======== EXERCISE DATA ========

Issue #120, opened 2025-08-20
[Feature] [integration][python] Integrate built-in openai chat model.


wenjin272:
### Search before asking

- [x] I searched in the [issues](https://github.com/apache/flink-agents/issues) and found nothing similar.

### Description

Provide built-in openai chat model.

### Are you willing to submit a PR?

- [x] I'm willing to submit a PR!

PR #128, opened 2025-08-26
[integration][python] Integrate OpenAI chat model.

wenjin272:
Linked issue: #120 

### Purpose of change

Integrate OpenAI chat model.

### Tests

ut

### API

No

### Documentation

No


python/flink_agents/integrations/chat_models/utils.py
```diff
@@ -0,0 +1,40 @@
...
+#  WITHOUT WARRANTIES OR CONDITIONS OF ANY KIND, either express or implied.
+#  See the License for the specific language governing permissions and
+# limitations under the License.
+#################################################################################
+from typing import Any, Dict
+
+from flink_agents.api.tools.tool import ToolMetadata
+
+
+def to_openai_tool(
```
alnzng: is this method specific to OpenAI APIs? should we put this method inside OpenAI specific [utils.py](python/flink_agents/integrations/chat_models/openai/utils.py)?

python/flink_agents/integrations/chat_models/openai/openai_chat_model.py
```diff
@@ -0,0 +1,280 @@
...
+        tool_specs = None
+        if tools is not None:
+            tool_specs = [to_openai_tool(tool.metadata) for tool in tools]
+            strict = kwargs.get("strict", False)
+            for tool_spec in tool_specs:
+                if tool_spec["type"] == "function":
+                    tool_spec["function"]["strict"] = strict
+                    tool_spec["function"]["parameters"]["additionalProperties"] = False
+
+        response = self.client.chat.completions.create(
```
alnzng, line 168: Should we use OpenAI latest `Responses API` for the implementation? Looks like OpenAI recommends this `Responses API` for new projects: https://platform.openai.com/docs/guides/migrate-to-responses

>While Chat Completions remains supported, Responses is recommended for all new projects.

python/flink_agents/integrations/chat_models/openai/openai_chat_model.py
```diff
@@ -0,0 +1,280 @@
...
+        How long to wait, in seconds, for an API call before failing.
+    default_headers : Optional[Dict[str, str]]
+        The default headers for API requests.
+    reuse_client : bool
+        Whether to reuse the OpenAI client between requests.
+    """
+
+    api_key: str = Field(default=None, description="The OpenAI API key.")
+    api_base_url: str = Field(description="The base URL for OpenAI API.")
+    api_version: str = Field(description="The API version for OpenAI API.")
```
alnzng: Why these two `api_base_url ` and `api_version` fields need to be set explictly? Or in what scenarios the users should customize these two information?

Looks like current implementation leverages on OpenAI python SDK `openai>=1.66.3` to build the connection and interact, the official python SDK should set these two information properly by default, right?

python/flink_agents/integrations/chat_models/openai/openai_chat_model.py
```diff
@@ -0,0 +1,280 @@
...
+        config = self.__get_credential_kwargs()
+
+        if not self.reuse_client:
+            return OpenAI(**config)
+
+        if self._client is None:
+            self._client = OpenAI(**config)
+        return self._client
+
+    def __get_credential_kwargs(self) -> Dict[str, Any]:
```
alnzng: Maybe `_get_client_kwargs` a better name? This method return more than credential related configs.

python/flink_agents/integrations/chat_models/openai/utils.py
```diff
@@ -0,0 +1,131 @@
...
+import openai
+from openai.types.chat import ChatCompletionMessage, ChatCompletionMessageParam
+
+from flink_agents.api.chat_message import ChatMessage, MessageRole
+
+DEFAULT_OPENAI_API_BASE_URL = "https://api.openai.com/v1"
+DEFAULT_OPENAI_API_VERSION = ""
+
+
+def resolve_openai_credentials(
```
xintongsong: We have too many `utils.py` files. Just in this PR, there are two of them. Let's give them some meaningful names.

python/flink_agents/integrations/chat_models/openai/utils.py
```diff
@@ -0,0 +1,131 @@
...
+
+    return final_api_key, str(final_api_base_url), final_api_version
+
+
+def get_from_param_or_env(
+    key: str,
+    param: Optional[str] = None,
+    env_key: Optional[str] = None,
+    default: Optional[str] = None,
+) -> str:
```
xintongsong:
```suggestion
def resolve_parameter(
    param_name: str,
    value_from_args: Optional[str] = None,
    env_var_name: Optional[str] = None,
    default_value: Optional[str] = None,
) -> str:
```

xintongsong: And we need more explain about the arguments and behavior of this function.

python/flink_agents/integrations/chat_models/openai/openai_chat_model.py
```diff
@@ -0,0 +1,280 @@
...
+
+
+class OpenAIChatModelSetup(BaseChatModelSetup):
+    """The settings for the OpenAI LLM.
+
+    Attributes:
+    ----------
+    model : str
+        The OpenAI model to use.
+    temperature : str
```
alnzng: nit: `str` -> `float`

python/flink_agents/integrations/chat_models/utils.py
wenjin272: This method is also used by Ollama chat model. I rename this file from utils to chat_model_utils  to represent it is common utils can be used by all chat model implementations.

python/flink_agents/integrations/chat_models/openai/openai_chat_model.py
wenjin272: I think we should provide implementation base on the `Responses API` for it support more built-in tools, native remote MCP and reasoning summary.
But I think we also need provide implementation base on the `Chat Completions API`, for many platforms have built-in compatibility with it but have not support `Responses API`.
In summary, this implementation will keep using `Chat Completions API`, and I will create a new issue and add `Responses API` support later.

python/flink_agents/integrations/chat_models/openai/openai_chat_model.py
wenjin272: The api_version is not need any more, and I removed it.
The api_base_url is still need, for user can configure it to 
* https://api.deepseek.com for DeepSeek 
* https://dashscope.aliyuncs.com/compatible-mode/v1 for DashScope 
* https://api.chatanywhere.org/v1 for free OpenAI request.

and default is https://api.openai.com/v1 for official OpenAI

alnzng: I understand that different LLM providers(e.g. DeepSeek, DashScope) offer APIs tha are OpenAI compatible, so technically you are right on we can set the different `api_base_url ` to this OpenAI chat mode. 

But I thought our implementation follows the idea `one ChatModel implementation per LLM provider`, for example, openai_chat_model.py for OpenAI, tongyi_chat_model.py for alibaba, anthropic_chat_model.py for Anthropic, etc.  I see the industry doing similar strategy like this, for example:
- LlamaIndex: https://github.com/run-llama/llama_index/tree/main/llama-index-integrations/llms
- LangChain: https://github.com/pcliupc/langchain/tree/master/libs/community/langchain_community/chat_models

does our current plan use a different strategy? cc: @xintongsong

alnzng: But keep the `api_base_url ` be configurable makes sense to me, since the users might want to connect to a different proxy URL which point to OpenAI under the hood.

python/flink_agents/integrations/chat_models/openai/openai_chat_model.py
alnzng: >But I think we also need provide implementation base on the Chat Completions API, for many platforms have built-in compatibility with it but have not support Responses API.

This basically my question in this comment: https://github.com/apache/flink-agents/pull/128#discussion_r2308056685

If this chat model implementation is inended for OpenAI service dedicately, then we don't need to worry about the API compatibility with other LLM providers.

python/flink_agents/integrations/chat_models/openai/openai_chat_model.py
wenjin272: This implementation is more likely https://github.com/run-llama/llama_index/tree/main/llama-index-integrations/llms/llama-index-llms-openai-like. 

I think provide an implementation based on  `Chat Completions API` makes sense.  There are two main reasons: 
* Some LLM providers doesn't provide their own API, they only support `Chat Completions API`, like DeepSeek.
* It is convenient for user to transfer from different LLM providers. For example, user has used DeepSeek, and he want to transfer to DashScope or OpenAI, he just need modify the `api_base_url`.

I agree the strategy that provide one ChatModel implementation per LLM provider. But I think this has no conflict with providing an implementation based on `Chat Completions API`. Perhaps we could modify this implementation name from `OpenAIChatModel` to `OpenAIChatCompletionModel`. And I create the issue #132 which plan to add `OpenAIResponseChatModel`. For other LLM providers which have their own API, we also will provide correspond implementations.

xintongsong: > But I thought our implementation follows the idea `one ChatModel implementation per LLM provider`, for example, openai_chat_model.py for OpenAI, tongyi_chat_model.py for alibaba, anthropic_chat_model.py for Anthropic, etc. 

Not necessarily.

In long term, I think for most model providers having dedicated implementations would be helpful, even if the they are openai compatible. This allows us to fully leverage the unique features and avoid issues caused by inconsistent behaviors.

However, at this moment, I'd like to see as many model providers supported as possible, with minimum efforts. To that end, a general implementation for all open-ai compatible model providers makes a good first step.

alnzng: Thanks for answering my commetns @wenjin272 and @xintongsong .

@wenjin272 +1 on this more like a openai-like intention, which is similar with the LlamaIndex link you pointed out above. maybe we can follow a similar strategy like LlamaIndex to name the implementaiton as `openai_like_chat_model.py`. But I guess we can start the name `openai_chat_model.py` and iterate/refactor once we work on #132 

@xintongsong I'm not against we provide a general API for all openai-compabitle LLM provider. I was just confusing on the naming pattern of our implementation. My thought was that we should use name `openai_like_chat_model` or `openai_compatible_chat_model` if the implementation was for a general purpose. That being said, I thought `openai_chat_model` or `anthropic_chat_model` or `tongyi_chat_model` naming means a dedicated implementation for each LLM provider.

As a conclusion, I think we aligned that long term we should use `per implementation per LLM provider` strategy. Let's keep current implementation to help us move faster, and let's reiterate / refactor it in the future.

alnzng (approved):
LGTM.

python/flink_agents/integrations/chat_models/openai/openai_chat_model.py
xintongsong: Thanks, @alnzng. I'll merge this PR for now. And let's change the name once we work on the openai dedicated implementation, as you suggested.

========

# WHAT TO PRODUCE
Please give the number of lines in the entries that contain the word "willing", and nothing besides it.

# ANSWER TO THIS EXERCISE
2